### Task brief
In the data below, locate each line with the word "ilev" and list it.

### Extracted information
Issue #181, opened 2016-10-31
Poor control of convergence


tlunttil:
Currently the number of global iterations in LIME is hardwired in lime.h to 16 and there is no checking whether the solution has converged by then. 

A problem linked to this is that the ray directions are not the same for each iteration. (There is also an extra source of randomness in multithreaded computations due to updating the level populations on the fly). This mixes the effects of Monte Carlo noise and iterations, which makes it very difficult to monitor convergence.

allegroLeiden:
PR #92 includes a new parameter which allows the user to set the number of iterations. However of course I agree with the rest of the issues.

allegroLeiden:
This was fixed in 1.7.

Issue #160, opened 2016-08-30
Remove scaling of rays per point according to the number of neighbours?


tlunttil:
Currently the number of rays sent from each grid point is proportional to the number of its Delaynay neighbours. There doesn't seem to be any good reason for that and furthermore, the current implementation has some problems. Some buffers are scaled according to a (conservative) fixed estimate for the number of neighbours a grid point can have (essentially max_phot/ininphot). In most cases this just wastes memory, because the buffers are unnecessarily large. However, there is no check for the true number of neighbours, and it is, at least in theory, possible that the buffers are too small and the program crashes.

allegroLeiden:
Agreed.

tlunttil:
This was done in #191.

PR #187, opened 2016-11-10
Partial fix to #181 and a bug fix in photon()

tlunttil:
This PR saves the random seeds and resets RNGs so that each iteration will have use the same set of rays. This should allow better monitoring of convergence in a yet-to-be-written PR. This PR also includes a bug fix/improvement to photon(), where the in/out split was not used quite correctly.

### DIFF
--- a/example/model.c
+++ b/example/model.c
@@ -27,6 +27,7 @@ input(inputPars *par, image *img){
   par->antialias                = 4;
   par->sampling                 = 2; // log distr. for radius, directions distr. uniformly on a sphere.
   par->nSolveIters              = 14;
+  par->resetRNG	                = 0;
 
   par->outputfile               = "populations.pop";
   par->binoutputfile            = "restart.pop";
--- a/src/aux.c
+++ b/src/aux.c
@@ -798,7 +798,7 @@ While this is off however, other gsl_* etc calls will not exit if they encounter
         }
         halfFirstDs = malloc(sizeof(*halfFirstDs)*max_phot);
 
-#pragma omp for
+#pragma omp for schedule(dynamic)
         for(id=0;id<par->pIntensity;id++){
 #pragma omp atomic
           ++nVerticesDone;
--- a/src/aux.c
+++ b/src/aux.c
@@ -703,6 +703,7 @@ levelPops(molData *md, configInfo *par, struct grid *gp, int *popsdone, double *
   struct blendInfo blends;
   _Bool luWarningGiven=0;
   gsl_error_handler_t *defaultErrorHandler=NULL;
+  int RNG_seeds[par->nThreads];
 
   nlinetot = 0;
   for(ispec=0;ispec<par->nSpecies;ispec++)
@@ -730,7 +731,7 @@ levelPops(molData *md, configInfo *par, struct grid *gp, int *popsdone, double *
 
     for (i=0;i<par->nThreads;i++){
       threadRans[i] = gsl_rng_alloc(ranNumGenType);
-      gsl_rng_set(threadRans[i],(int)(gsl_rng_uniform(ran)*1e6));
+      RNG_seeds[i] = (int)(gsl_rng_uniform(ran)*1e6);
     }
 
     calcGridCollRates(par,md,gp);
@@ -777,12 +778,14 @@ While this is off however, other gsl_* etc calls will not exit if they encounter
 
       calcGridMolSpecNumDens(par,md,gp);
 
+
       nVerticesDone=0;
       omp_set_dynamic(0);
 #pragma omp parallel private(id,ispec,threadI,nextMolWithBlend) num_threads(par->nThreads)
       {
         threadI = omp_get_thread_num();
 
+        gsl_rng_set(threadRans[threadI],RNG_seeds[threadI]);
         /* Declare and allocate thread-private variables */
         gridPointData *mp;	// Could have declared them earlier
         double *halfFirstDs;	// and included them in private() I guess.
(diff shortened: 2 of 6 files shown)


tlunttil:
Note that in this PR resetting the RNG for each iteration is always used. Maybe that should be a user option?

tlunttil:
A further comment: the potential race condition problem caused by updating the level populations on-the-fly had already been solved as a side product of @allegroLeiden 's PR #152.

allegroLeiden:
> Note that in this PR resetting the RNG for each iteration is always used. Maybe that should be a user option?

That would probably be better - at least for now. For Lime-2.0 we could look forward to boiling away all the excess alternatives (rubs hands together).

A couple of other comments:
- `NITERATIONS` is of course redundant now but I was thinking of transmogrifying it to `MAX_N_SOLVE_ITER` and defaulting `par.nSolveIters` to this number. Thoughts?
- Why the added space in the `DS_mask_temperatures` macro?

tlunttil:
Yes, I started thinking that making it an optional thing may be better for the time being. So should I put another parameter in configInfo?

The other comments:

- Ah, ok. I thought it had NITERATIONS had just been forgotten. If it was left there by design, I could put it back.
- I think I must've dropped something on my keyboard...

allegroLeiden:
cat_it

allegroLeiden:
I guess another parameter is inevitable... I look forward to a grand cull one day.

allegroLeiden:
I just mentioned this PR to Michiel, and he made an interesting suggestion: that the number of photons per grid cell needs at some level to be adaptively altered; and that the criterion for increasing the number of photons for any grid cell (it would unfortunately require that info to be kept for each grid cell) would be some function of the noisiness of the population time series for that cell. He suggested a 'fixed-seed' phase to arrive quickly at a solution, which will probably be quite a good one for the majority of grid cells, followed by a 'random-seed' phase in which the adaptive stuff would take place. I don't propose that you should go away and code such up, but I'd be interested in your views on it, because it sounded a good idea to me.

tlunttil:
Yes, I think that is a good idea. So good that I think I once proposed something similar myself ;) (And all this is of course also related to #160.)

Making it work (well) requires a complete reworking of convergence monitoring, which I think is going to have to wait a while.

tlunttil:
I made the RNG reset thing user-settable and defaulting to off and returned `NITERATIONS `to lime.h

I also seem to have removed unused parameter `OtoP` from lime.h which may have meant ortho-to-para ratio. I guess no-one will miss that?

allegroLeiden:
> I guess no-one will miss that?

Let them eat cake.

allegroLeiden:
> So good that I think I once proposed something similar myself ;)

Quite possibly, somewhere in the wilderness of github-land. I thought however that your proposal was to adaptively weight the photon *directions*, which is a bit different.

tlunttil:
> Quite possibly, somewhere in the wilderness of github-land. I thought however that your proposal was to adaptively weight the photon directions, which is a bit different.

Hmph, you've thwarted my attempt to usurp priority. 

My idea (I think we've only discussed this in emails) is basically to improve sampling of J by making the angular sampling better in some of the cells. The simplest option is of course to just use more rays with isotropically distributed directions; that adaptive direction stuff is a further step.

However, my idea to look for noisiness in contributions from rays from different directions (during one iteration) to select where to refine the sampling, instead of using changes in level populations between iterations. It seems to me that looking at different iterations mixes the effect of MC noise and convergence and it would be hard to know which of these is causing the variations. Although if I understood correctly, Michiel's idea would be to start the scheme only after reaching a semi-converged solution, so variation would indeed be mostly caused by MC noise due to random ray directions (and frequencies, as long as we're still doing that with MC),

allegroLeiden:
> variation would indeed be mostly caused by MC noise due to random ray directions

Well ok, but then what is 'MC noise' when you think about it? Imagine 2 grid points: point A receives fairly isotropic radiation, but inward radiation to point B is dominated by a bright source nearby in the model. Would one not expect that separate iterations with random photons would produce a fairly quiet time series for A but a jumpy one for B? Ideally we would in that case, for B, put more photon directions towards the bright source. An adaptive way to do that would be fine but a simple brute-force method in which the photon distribution was kept isotropic but the number was increased would also work, more robustly if not as efficiently.

However I don't think this is something we could feasibly jam into 1.7.

Sorry if I forgot the previous discussion - I'm an old bugger, I forget things.

tlunttil:
> Would one not expect that separate iterations with random photons would produce a fairly quiet time series for A but a jumpy one for B?

Yes, I agree, at least after a few iterations. In the early phase I could imagine there being a lot of jumpiness even in an isotropic field due to convergence (i.e., even with perfect sampling J would change significantly from one iteration to another, but with MC noise on top of that it could be hard to tell what is causing what).

I completely agree that this isn't something for 1.7. Indeed, I think a more important short-term goal would be to get some sort of convergence monitoring. Currently the iteration is just stopped after a set number of rounds without any checks (and even that may be hard to do in time for 1.7). This sampling stuff is a different, but related, issue.

> Sorry if I forgot the previous discussion - I'm an old bugger, I forget things.

I'm not sure if I ever discussed this much with you or possibly someone else, or if they were just some private thoughts. Anyway, my comment about priority wasn't entirely serious ;)

tlunttil:
And of course there's still that strange 'scale the number of rays according to Delaunay edges' thing going on (issue #160). I think I'll get to that next.

allegroLeiden:
I am working on changing choice of next edge from nearest-to-photon-direction to nearest-to-photon-track at the mo. PR will come shortly.

PR #188, opened 2016-11-11
Detection and promotion of geometric sink points.

### LINKED ISSUE #101: External grid points can fail to be labelled as sink points

allegroLeiden:
Fixes #101.


tlunttil:
Shouldn't the sink check for be also done in delaunay calls during smoothing iterations? Smoothing moves points around, so isn't it possible that a non-sink point ends up belonging to the convex hull?

allegroLeiden:
It doesn't matter during the smoothing (I don't think so anyway), thus it only needs to be done in the final delaunay *after* the smoothing.

tlunttil:
Yes, ok. Somehow I thought that smoothing happened later that the delaunay call with sink checking, but now I see that isn't true.

allegroLeiden:
It used to be that way.

Issue #189, opened 2016-11-11
Faulty 1st step in photon propagation


allegroLeiden:
At line 280 in the present photon.c the code executes `continue` to progress to the next grid point (the first grid point away from the photon start point). However this is done without setting `here` to this next grid point, so `here` is still set to the start point at the following (i.e. 2nd) pass through the propagation loop. One can fix this easily enough by inserting a line `here=there;` before the `continue` but this then exposes another potential problem in that theoretically the new `here` may be a sink point, at which the the propagation is supposed to terminate.

I will fix this in an imminent PR which has the main aim of changing the choice of next edge from that being closest (with some jitter) to the photon direction to that which keeps closest (ditto jitter) to the photon trajectory, while still going forward. What I propose to do is add the `here=there;` line as above but also move the test for `gp[here].sink` from the end of the loop to the beginning. As photon() is presently called this amounts to a surplus test for the first grid point, but it looks like a small cost to retain simplicity.

tlunttil:
I remember that the test for sink points has been oscillating between the beginning and the end of the loop for a couple of times now and it has also changed between testing `gp[here].sink` and `gp[there].sink`. But I think we're nearing convergence ;)

allegroLeiden:
Plus ça change...

PR #190, opened 2016-11-11
Photon keeps near nominal track rather than to direction.

allegroLeiden:
The function nextEdge() has been changed to prefer an edge which keeps the path through the model near the nominal track of the photon rather than an edge whose direction is as near as possible to the photon direction.

@tlunttil you are going to hate this because it runs 20% slower, throwing away all your nice speed gains.

I included a variant with some precalculation, which is faster, but still not as good as pre-PR.

Having written this thing I am starting to wonder how necessary it is! After all, the sampling of direction-frequency space is so sparse, perhaps it is not so important to reduce the fuzzy sampling of the model which the old algorithm implemented. This would probably only grow to importance if we implement adapative photon directions...

I also included a fix for #189.

### DIFF
--- a/src/aux.c
+++ b/src/aux.c
@@ -764,6 +764,7 @@ Pointers are indicated by a * before the attribute name and an arrow to the memo
   }
 }
 
+/*....................................................................*/
 void
 levelPops(molData *md, configInfo *par, struct grid *gp, int *popsdone, double *lamtab, double *kaptab, const int nEntries){
   int id,iter,ilev,ispec,c=0,n,i,threadI,nVerticesDone,nItersDone,nlinetot;//,conv=0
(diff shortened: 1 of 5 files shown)


tlunttil:
Hmm, it seems to me that you're maximising the cos between the line from the starting position to the new position and inidir, which isn't exactly the same as minimising the distance between the new position and the line defined by inidir.

allegroLeiden:
No, but it was easier, and I surmised almost as good. I think finding the perpendicular distance would require an additional vector scalar multiplication, subtraction and squaring.

tlunttil:
But you wouldn't need sqrt and division, which are a lot more expensive.

PR #191, opened 2016-11-13
Number of rays no longer scales with edges

tlunttil:
The number of rays per grid point is now set by `RAYS_PER_POINT` in lime.h, currently set to 200. The number 200 is arbitrary, but the previous `ininphot 9` resulted in roughly similar (perhaps slightly smaller) number of rays on average.

Each grid point has (already had) an individual `nphot` attribute, which is currently set to `RAYS_PER_POINT` for every non-sink grid point. Currently that is not needed, but it can be useful later when adaptive ray sampling is implemented.

Sampling of frequencies was to some extent tied to the previous 'scale the number of rays according to edges' scheme. I didn't bother trying to recreate that, because the whole frequency integration part will probably be redone soon. Instead, I'm using a very simple uniform sampling, which is more of a place holder rather than something that I'm proposing for real use.

### DIFF
--- a/src/aux.c
+++ b/src/aux.c
@@ -847,9 +847,7 @@ While this is off however, other gsl_* etc calls will not exit if they encounter
           stat[id].pop[ilev+md[0].nlev*4]=gp[id].mol[0].pops[ilev];
         }
       }
-
       calcGridMolSpecNumDens(par,md,gp);
-
 
       nVerticesDone=0;
       omp_set_dynamic(0);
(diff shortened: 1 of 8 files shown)


allegroLeiden:
I am a bit uneasy with the uniform frequency sampling - a pseudo-random sampling would have maybe been better - but as you say, it is just a placeholder. I'll merge this and we'll see what sort of output it gives.

tlunttil:
I'm currently trying some different frequency sampling methods. In particular, I'm implementing a scheme which traces different frequencies along a single ray simultaneously, so that some of the geometry calculations can be reused. Unfortunately the code structure isn't quite optimal for doing that efficiently. I'll make a new PR if something useful emerges.

PR #194, opened 2016-11-17
Calculate density as weighted sum in popsout

migueldvb:
This method is used to calculate the number density of radiating species
in calcGridMolDensities and it would make sense to do the same here
to return the relative abundance nmol/dens that was provided by the
user.

### DIFF
--- a/src/popsout.c
+++ b/src/popsout.c
@@ -26,7 +26,7 @@ popsout(configInfo *par, struct grid *g, molData *m){
   fprintf(fp,"# Column definition: x, y, z, H2 density, kinetic gas temperature, molecular abundance, convergence flag, pops_0...pops_n\n");
   for(j=0;j<par->pIntensity;j++){
     dens=0.;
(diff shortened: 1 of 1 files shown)


allegroLeiden:
Technically you are right, and I will merge this. I should mention though that I have a low opinion of popsout - reading and writing to ascii files in this way is pretty horrible - and I have not exerted myself to keep it up to date with recent changes. That's one of the reasons I developed the comprehensive grid IO of PR #92. A lot of people seem to hate FITS these days but I arranged things so that it ought to be easy to add other backends, to HDF5 for example. Anyway at some stage, maybe in a year or so, we will release Lime-2.0 which will not preserve backward compatibility and in that release I will be pushing for a lot of superseded dead wood such as popsin/out to be discarded.

migueldvb:
This may be useful for people that are reading the densities directly from the populations text file. It is nice to hear that this will be replaced by the new IO system.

### Task response
   int id,iter,ilev,ispec,c=0,n,i,threadI,nVerticesDone,nItersDone,nlinetot;//,conv=0
           stat[id].pop[ilev+md[0].nlev*4]=gp[id].mol[0].pops[ilev];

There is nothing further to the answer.